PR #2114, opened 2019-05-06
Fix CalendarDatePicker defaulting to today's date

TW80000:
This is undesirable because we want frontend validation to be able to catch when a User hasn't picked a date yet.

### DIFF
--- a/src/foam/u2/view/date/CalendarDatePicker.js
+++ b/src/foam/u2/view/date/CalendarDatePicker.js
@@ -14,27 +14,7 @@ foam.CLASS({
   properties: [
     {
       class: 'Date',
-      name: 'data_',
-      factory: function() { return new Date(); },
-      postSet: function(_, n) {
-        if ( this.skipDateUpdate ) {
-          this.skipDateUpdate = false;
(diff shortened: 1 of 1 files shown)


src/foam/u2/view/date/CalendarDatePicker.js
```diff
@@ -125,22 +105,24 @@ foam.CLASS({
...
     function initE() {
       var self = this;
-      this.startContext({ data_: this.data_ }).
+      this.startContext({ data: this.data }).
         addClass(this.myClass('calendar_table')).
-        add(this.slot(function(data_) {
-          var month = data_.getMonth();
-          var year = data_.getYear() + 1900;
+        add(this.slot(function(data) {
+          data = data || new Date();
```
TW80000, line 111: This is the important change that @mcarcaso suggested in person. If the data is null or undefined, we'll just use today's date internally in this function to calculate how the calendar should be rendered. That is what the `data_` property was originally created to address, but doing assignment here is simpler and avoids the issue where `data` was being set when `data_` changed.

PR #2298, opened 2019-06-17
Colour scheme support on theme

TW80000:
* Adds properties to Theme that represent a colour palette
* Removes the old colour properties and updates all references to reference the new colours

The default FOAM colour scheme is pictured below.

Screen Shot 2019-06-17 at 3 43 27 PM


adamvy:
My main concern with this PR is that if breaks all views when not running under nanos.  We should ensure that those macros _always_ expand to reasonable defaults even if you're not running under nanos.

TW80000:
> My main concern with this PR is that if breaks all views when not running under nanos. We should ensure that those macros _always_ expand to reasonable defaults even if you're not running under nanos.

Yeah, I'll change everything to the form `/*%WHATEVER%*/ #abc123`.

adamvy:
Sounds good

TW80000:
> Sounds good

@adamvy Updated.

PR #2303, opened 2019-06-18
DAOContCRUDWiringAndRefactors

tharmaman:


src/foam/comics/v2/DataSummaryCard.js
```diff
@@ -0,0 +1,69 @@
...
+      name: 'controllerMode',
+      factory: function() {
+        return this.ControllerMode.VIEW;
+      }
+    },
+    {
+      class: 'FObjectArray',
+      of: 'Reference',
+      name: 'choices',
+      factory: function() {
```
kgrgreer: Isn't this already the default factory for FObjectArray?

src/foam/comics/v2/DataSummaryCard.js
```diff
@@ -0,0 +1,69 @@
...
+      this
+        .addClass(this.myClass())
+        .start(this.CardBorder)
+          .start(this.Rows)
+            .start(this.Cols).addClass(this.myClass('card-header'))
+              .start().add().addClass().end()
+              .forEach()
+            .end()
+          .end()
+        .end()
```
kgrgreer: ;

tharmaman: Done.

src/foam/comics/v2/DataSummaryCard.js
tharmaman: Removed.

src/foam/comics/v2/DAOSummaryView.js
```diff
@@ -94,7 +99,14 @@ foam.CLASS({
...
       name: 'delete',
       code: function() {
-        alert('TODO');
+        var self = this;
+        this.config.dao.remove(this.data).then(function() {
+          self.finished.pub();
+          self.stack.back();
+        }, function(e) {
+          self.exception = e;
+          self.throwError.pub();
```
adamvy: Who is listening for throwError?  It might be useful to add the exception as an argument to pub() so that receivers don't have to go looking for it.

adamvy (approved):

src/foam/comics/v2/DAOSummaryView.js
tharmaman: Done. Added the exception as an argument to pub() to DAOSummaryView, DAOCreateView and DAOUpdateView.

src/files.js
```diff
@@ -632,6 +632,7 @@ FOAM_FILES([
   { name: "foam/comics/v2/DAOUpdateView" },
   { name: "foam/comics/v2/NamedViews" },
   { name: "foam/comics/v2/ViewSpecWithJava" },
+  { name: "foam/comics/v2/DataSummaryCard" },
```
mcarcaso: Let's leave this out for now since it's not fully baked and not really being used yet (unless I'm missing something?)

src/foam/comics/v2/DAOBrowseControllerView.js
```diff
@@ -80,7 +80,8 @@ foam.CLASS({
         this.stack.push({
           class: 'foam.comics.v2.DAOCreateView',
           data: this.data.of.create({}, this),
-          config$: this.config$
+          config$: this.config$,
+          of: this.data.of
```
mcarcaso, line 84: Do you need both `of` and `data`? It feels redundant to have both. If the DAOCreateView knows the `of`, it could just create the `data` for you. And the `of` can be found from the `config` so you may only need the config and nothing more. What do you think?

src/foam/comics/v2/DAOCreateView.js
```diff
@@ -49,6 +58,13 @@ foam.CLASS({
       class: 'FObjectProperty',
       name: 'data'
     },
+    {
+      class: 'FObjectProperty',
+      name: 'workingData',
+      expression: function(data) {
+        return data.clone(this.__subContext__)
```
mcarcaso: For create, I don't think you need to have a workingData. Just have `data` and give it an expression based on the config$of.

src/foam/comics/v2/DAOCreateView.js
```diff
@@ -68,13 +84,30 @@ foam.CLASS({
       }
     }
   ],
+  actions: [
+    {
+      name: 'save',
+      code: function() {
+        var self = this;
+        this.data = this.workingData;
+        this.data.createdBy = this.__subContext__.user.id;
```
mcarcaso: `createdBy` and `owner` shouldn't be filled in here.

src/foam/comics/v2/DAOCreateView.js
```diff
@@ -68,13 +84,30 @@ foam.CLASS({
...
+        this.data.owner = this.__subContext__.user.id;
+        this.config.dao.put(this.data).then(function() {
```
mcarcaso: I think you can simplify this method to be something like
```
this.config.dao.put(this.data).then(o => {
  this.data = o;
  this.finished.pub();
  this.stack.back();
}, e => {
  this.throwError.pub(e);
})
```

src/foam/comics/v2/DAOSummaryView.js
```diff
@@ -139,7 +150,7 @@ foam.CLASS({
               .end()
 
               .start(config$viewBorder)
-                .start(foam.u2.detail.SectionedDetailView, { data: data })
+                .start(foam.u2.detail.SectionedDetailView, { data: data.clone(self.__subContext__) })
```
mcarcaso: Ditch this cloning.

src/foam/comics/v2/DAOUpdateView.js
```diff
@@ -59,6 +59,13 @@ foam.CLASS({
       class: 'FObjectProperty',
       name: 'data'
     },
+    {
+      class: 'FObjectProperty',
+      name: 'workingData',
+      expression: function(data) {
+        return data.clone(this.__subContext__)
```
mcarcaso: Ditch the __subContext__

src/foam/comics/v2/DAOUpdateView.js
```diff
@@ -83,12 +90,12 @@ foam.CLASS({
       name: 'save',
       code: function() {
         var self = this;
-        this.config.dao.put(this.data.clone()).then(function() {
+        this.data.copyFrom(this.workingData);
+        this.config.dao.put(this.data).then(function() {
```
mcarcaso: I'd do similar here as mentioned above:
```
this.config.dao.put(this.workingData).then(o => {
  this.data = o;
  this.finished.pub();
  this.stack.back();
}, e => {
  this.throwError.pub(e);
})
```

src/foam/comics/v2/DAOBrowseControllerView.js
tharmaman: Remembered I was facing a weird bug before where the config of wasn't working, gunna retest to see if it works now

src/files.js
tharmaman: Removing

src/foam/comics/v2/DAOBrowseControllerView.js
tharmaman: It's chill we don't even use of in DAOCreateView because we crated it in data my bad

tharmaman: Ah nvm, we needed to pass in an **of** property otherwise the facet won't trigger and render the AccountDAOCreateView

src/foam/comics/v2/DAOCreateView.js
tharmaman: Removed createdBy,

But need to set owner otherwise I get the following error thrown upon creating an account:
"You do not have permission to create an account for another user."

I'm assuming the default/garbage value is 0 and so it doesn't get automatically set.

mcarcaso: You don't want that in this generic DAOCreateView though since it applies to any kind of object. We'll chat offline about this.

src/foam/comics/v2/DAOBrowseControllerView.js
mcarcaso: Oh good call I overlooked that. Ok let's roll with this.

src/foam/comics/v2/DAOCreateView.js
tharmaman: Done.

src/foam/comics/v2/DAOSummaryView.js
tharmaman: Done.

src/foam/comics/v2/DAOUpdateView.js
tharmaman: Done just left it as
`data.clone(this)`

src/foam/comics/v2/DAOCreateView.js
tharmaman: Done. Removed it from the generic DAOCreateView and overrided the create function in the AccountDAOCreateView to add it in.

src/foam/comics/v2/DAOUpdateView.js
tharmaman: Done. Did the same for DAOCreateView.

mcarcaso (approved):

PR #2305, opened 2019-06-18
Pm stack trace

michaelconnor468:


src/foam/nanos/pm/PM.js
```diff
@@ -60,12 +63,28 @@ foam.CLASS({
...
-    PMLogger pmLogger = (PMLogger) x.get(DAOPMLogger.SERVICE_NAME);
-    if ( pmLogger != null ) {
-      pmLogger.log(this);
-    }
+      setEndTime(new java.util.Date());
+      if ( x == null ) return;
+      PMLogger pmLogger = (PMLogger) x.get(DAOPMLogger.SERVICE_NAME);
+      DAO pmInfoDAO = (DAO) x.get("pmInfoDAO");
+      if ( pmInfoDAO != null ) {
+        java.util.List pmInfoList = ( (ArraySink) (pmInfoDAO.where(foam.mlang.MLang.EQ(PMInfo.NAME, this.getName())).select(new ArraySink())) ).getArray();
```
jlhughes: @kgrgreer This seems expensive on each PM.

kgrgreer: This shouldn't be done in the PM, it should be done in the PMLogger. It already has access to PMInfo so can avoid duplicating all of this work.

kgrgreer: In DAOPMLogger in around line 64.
══════════
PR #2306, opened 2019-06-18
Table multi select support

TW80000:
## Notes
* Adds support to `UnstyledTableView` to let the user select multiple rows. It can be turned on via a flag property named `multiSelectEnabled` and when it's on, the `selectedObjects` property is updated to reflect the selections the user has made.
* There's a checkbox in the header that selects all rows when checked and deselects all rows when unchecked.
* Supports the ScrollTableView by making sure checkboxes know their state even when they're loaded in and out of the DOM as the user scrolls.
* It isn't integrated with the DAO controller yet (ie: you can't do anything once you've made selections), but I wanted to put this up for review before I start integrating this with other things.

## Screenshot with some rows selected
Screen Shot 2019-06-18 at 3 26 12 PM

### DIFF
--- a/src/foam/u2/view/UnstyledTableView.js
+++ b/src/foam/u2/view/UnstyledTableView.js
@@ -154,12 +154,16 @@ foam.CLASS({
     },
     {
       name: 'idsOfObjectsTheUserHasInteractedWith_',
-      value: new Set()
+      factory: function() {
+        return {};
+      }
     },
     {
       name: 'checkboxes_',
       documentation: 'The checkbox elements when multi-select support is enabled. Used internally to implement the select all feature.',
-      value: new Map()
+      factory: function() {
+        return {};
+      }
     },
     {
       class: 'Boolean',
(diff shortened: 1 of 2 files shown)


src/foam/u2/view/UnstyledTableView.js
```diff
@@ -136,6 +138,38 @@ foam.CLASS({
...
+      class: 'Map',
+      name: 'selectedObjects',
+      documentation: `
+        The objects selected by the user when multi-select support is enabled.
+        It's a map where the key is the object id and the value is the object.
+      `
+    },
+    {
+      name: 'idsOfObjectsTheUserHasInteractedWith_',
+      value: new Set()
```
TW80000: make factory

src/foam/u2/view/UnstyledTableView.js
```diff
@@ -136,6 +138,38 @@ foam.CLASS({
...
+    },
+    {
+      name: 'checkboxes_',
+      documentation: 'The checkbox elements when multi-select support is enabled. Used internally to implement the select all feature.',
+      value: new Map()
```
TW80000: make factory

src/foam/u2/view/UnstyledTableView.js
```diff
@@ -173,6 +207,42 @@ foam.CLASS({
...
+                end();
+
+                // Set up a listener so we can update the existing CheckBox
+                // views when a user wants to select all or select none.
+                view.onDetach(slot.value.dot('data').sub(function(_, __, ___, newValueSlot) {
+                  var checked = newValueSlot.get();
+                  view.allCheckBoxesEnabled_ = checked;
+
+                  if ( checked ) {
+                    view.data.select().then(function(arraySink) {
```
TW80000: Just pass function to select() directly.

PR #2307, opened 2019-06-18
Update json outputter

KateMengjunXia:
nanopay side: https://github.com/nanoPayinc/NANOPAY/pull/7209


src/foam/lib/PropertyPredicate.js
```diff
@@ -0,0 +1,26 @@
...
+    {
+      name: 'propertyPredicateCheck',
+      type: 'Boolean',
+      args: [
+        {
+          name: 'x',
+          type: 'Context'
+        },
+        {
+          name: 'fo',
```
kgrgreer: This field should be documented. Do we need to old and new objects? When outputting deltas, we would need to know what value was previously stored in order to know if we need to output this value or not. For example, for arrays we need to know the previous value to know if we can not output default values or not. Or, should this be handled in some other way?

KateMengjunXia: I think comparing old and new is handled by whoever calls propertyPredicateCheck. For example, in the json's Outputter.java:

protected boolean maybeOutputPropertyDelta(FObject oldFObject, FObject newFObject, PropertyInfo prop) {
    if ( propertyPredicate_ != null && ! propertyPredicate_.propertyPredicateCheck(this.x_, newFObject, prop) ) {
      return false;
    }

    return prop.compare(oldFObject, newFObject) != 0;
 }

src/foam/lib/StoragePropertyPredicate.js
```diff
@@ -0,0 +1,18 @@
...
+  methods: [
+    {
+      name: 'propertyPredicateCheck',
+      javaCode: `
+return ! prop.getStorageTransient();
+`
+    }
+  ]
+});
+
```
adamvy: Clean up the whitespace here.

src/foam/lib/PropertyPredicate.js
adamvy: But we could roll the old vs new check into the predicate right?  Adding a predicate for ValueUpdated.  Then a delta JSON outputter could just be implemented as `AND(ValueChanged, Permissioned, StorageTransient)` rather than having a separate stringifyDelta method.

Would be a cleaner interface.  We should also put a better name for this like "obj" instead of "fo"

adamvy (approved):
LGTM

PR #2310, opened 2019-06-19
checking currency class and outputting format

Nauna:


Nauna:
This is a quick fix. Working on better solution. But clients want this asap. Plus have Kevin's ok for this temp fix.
══════════
Exercise instructions: Among the records, find all lines that include the string "example" and return them.

Reply to the task:
kgrgreer: This field should be documented. Do we need to old and new objects? When outputting deltas, we would need to know what value was previously stored in order to know if we need to output this value or not. For example, for arrays we need to know the previous value to know if we can not output default values or not. Or, should this be handled in some other way?
KateMengjunXia: I think comparing old and new is handled by whoever calls propertyPredicateCheck. For example, in the json's Outputter.java:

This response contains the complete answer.